START Data extracts

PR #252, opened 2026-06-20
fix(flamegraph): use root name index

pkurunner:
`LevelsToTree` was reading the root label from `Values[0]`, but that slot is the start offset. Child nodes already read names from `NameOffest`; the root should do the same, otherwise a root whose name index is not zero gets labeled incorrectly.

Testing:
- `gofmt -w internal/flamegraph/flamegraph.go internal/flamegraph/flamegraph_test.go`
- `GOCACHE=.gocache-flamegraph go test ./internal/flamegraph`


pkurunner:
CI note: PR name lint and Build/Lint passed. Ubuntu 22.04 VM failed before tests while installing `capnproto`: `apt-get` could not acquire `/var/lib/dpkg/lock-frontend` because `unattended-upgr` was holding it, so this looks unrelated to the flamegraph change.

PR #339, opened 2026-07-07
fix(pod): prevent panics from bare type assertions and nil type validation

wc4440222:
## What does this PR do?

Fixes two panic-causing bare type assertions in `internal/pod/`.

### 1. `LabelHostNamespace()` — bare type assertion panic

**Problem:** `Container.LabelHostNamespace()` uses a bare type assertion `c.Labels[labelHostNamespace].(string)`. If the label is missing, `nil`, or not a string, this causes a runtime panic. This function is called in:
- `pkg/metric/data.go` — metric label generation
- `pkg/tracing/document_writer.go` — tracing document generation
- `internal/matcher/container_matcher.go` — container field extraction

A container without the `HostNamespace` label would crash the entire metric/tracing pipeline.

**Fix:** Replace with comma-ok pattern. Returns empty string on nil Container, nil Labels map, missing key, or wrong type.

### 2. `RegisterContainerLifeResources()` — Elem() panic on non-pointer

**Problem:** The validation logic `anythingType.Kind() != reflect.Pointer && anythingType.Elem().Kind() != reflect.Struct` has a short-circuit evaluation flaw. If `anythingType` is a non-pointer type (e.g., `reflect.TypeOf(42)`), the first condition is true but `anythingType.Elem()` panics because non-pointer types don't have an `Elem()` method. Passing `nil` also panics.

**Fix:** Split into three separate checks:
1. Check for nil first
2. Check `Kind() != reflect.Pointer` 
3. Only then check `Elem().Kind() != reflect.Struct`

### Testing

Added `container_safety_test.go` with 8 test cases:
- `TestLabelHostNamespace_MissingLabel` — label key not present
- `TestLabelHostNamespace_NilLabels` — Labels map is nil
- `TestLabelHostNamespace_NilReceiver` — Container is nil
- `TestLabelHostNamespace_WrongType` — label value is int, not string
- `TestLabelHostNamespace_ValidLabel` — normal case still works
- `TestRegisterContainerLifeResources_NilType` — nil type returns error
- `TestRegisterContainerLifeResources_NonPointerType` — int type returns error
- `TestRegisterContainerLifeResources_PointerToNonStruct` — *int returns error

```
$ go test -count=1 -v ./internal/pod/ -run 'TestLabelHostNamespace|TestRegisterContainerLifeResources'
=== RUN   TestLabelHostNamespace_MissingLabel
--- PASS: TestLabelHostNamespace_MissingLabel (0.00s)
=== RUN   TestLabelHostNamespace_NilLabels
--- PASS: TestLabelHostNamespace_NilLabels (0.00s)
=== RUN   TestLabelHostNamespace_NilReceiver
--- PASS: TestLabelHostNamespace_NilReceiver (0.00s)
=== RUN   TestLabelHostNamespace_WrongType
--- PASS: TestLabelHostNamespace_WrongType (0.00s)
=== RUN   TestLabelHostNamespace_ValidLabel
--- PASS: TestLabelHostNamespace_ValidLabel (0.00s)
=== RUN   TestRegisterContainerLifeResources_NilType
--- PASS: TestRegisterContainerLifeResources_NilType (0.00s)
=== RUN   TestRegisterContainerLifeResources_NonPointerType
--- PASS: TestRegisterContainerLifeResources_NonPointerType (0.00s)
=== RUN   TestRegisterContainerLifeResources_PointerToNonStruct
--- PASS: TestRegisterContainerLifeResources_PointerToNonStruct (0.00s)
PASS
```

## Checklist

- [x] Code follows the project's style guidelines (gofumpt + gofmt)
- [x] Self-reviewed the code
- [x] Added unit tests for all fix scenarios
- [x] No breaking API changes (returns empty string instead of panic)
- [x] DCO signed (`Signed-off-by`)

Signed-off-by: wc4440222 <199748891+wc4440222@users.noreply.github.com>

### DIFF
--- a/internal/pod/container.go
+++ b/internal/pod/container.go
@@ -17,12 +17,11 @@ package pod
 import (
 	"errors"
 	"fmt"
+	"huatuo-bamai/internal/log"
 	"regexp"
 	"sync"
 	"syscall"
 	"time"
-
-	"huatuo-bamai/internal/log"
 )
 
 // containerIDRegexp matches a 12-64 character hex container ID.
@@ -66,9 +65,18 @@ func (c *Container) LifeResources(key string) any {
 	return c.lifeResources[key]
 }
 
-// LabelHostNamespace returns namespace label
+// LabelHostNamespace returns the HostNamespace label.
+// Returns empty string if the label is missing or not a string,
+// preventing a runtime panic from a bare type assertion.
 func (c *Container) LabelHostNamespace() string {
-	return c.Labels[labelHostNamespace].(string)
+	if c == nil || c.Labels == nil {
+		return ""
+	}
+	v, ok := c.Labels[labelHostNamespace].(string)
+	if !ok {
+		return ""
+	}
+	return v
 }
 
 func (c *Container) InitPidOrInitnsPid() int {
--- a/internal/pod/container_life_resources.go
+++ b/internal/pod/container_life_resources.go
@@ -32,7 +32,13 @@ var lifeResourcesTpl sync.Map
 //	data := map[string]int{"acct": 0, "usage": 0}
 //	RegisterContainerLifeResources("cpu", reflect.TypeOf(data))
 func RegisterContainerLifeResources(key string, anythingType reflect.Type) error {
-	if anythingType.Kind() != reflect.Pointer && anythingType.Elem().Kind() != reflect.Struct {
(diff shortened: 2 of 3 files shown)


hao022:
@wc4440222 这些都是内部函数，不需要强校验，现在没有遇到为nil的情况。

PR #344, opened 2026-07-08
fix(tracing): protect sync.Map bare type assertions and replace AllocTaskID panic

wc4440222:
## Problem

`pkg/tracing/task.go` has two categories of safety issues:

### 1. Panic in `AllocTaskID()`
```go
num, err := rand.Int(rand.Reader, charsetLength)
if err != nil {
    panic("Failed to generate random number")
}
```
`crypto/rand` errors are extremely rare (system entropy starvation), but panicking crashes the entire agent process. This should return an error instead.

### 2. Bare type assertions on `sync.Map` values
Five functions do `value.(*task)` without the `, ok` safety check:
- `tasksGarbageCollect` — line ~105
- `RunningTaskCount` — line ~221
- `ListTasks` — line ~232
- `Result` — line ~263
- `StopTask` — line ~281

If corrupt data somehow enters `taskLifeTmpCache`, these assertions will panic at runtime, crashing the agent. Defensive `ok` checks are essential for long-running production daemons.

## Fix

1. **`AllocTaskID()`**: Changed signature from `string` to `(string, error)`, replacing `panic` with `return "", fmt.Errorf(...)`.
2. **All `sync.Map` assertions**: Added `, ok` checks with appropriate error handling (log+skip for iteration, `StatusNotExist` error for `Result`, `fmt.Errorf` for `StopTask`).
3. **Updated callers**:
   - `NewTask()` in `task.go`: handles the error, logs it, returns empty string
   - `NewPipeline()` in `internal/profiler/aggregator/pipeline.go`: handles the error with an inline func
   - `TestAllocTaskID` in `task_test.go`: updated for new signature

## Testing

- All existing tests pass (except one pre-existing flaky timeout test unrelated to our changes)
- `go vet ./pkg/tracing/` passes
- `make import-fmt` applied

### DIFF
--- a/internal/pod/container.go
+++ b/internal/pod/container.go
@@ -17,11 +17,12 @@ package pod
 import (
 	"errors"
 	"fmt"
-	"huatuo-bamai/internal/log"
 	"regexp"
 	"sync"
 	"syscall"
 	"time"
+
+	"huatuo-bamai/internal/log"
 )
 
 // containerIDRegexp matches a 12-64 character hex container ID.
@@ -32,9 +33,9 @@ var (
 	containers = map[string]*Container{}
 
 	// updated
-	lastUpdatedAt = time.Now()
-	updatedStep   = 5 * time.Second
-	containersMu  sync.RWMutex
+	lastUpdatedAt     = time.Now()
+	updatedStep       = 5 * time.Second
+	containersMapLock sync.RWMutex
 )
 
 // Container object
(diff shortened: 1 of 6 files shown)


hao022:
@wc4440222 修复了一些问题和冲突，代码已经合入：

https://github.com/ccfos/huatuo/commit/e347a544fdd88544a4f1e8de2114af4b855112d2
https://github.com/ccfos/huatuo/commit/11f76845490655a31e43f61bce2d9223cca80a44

END Data extracts

* [Work order]: Scan the data above and copy each line containing the word "gofmt".

* [Solution for this exercise]:
- `gofmt -w internal/flamegraph/flamegraph.go internal/flamegraph/flamegraph_test.go`
- [x] Code follows the project's style guidelines (gofumpt + gofmt)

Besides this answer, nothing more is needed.